ABOUT THIS TASK:
From the material that follows, count the lines with the word "just" in them. Reply with the number only.

···

PR #88, opened 2019-01-18
fix e2e-test for ci

jcantrill:
Fix e2e tests for use with ci

### DIFF
--- a/Makefile
+++ b/Makefile
@@ -1,5 +1,6 @@
 CURPATH=$(PWD)
 TARGET_DIR=$(CURPATH)/_output
+KUBECONFIG?=$(HOME)/.kube/config
 
 GOBUILD=go build
 BUILD_GOPATH=$(TARGET_DIR):$(TARGET_DIR)/vendor:$(CURPATH)/cmd
@@ -83,7 +84,7 @@ deploy: deploy-setup deploy-image
 deploy-example: deploy
 	oc create -n $(NAMESPACE) -f hack/cr.yaml
 
-test-e2e: deploy-image
+test-e2e:
 	hack/test-e2e.sh
 
 undeploy:
--- a/README.md
+++ b/README.md
@@ -28,82 +28,67 @@ deploying the operator assumes:
 * Logged into a cluster with an admin user who has the cluster role of `cluster-admin`
 * Access to a clone of the `openshift/elasticsearch-operator` repository
 * `make` targets are executed from the `openshift/cluster-logging-operator` root directory
-* various other commands such as `imagebuilder` and `operator-sdk` - it is suggested
-  that you use the logging `sdk_setup.sh` script at https://raw.githubusercontent.com/openshift/origin-aggregated-logging/master/hack/sdk_setup.sh
-  
-**Note:** If you are using `REMOTE_REGISTRY=true`, ensure you have `docker` package installed and `docker` daemon up and running on the workstation you are running these commands.
+* various other commands such as `imagebuilder` and `operator-sdk`. The
+   [sdk_setup.sh](https://raw.githubusercontent.com/openshift/origin-aggregated-logging/master/hack/sdk_setup.sh) will setup your environment.
 
 The deployment can be optionally modified using any of the following:
 
-*  `IMAGE_BUILDER` is the command to build the container image (default: `docker build`)
-*  `EXCLUSIONS` is list of manifest files that should be ignored (default: '')
-*  `OC` is the openshift binary to use to deploy resources (default: `oc` in path)
-*  `REMOTE_REGISTRY` Set to `true` if you are running the cluster on a different machine
-    than the one you are developing on. For example, if you are running a cluster in a
-    local libvirt or minishift environment, you may want to build the image on the host
-    and push them to the cluster running in the VM.
-    You will need a username with a password (i.e. not the default `system:admin` user).
-    If your cluster was deployed with the `allow_all` identity provider, you can create
-    a user like this: `oc login --username=admin --password=admin`, then assign it rights:
-    `oc login --username=system:admin`
-    `oc adm policy add-cluster-role-to-user cluster-admin admin`
-    If you used the new `openshift-installer`, it created a user named `kubeadmin`
+| Env Var | Default | Description|
+|---------|---------|------------|
+|`IMAGE_BUILDER`|`imagebuilder`| The command to build the container image|
+|`EXCLUSIONS`|none|The list of manifest files that should will be ignored|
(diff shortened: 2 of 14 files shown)


Makefile
```diff
@@ -83,7 +84,7 @@ deploy: deploy-setup deploy-image
 deploy-example: deploy
 	oc create -n $(NAMESPACE) -f hack/cr.yaml
 
-test-e2e: deploy-image
+test-e2e:
```
ewolinetz: why is this removed from here? the e2e tests currently rely on an image to be produced

test/e2e/clusterlogging_test.go
```diff
@@ -49,75 +47,13 @@ func TestClusterLogging(t *testing.T) {
...
 	// run subtests
 	t.Run("clusterlogging-group", func(t *testing.T) {
+
 		t.Run("Cluster with fluentd", ClusterLoggingClusterFluentd)
 		time.Sleep(time.Minute * 1) // wait for objects to be deleted/cleaned up
 		t.Run("Cluster with rsyslog", ClusterLoggingClusterRsyslog)
 	})
 }
 
-func createRequiredClusterRoleAndBinding(f *framework.Framework, ctx *framework.TestCtx) error {
```
ewolinetz: this didn't break e2e tests? I would think that this would cause errors in the CLO since it wouldn't have the cluster permissions to do anything with oauthclients and priorityclasses...

Makefile
jcantrill: It does rely on the image to be produced but CI has a mechanism for us to use the one built by CI and not one we have to both build and deploy.  This is the reason for the introduction of [1].  I think it's reasonable to require people who are manually running this test to explicitly build and deploy their own image.  IMO we need to cater to CI which is supposed to make our lives easier.
[1] https://github.com/openshift/cluster-logging-operator/pull/88/files#diff-aa5c0c7202e9c241e0c57a1d903f9ec2R21

test/e2e/clusterlogging_test.go
jcantrill: The tests were failing and I couldn't understand why.  I thought these were just duplicates for resources in the manifest but I see there are some differences.  Reverting.

hack/buildconfig-template.yaml
```diff
@@ -0,0 +1,31 @@
+---
```
jcantrill: Removing in favor of https://github.com/openshift/cluster-logging-operator/pull/89/files#diff-4c7729766fb0e3362bb4ecdd4880efbeR1

Makefile
ewolinetz: Ack, can we update our README to describe this then?

Makefile
```diff
@@ -1,5 +1,6 @@
 CURPATH=$(PWD)
 TARGET_DIR=$(CURPATH)/_output
+KUBECONFIG?=$(HOME)/.kube/config
```
richm: Is this necessary?  by default, if KUBECONFIG is not set, the oc command will look in $HOME/.kube/config

test/e2e/clusterlogging_test.go
```diff
@@ -13,13 +13,13 @@ import (
...
 	framework "github.com/operator-framework/operator-sdk/pkg/test"
-	rbac "k8s.io/api/rbac/v1beta1"
 	metav1 "k8s.io/apimachinery/pkg/apis/meta/v1"
+	rbac "k8s.io/api/rbac/v1beta1"
 )
 
 var (
 	retryInterval        = time.Second * 5
-	timeout              = time.Second * 60
+	timeout              = time.Minute * 2
```
ewolinetz: just to keep it consistent can you make this 120 sec instead?

hack/test-e2e.sh
```diff
@@ -39,9 +45,9 @@ oc adm policy add-scc-to-user privileged -z rsyslog -n openshift-logging
 # allows rsyslog to query k8s api for all namespace/pod info
 oc adm policy add-cluster-role-to-user cluster-reader -z rsyslog -n openshift-logging
 
-TEST_NAMESPACE=openshift-logging go test ./test/e2e/... \
+TEST_NAMESPACE=${NAMESPACE} go test ./test/e2e/... \
   -root=$(pwd) \
-  -kubeconfig=$HOME/.kube/config \
+  -kubeconfig=${KUBECONFIG} \
```
richm: I see (comment from above) - is it necessary to pass in `-kubeconfig`?  It will not look at the env. var. $KUBECONFIG first, then $HOME/.kube/config?

test/e2e/clusterlogging_test.go
jcantrill: ack

hack/test-e2e.sh
jcantrill: I have no other answer then the e2e test failed unless I provided a path where it could be something other then $HOME/.kube/config.  My assumptions is maybe the CI templates setup the environment such that it writes the config to someplace other then $HOME.  Wouldn't this be valid for a node where you do not intend to support users

richm: ok - weird

Makefile
ewolinetz: That's really vague... by that I don't understand what I would set that variable to. I was meaning something to state that you will need to `make deploy-image` manually...

README.md
```diff
@@ -28,81 +28,68 @@ deploying the operator assumes:
...
-```
-$ REMOTE_REGISTRY=true make deploy-image
-```
+|Target|Description|
+|------|-----------|
+|`deploy-example`|Deploys all resources and creates an instance of the `cluster-logging-operator`, creates a ClusterLogging custom resource named `example`, starts the Elasticsearch, Kibana, and Fluentd pods running.|
+|`deploy`|Deploys all resources and creates an instance of the `cluster-logging-operator`, but does not create the CR nor start the components running.|
+|`undeploy`|Removes all `cluster-logging` resources and `openshift-logging` project|
+|`deploy-setup`|Setup the OKD cluster to support cluster-logging without deploying an instance of the `cluster-logging-operator`|
+|`deploy-image`|If you already have a remote cluster, and you just want to rebuild and redeploy the image to the remote cluster.  Use `make image` instead if you only want to build the imagebut not push it.|
```
ewolinetz: "image but"

Makefile
jcantrill: @ewolinetz better? https://github.com/openshift/cluster-logging-operator/pull/88/files#diff-04c6e90faac2675aa89e2176d2eec7d8R93

ewolinetz: works for me!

···

EXERCISE RESPONSE:
3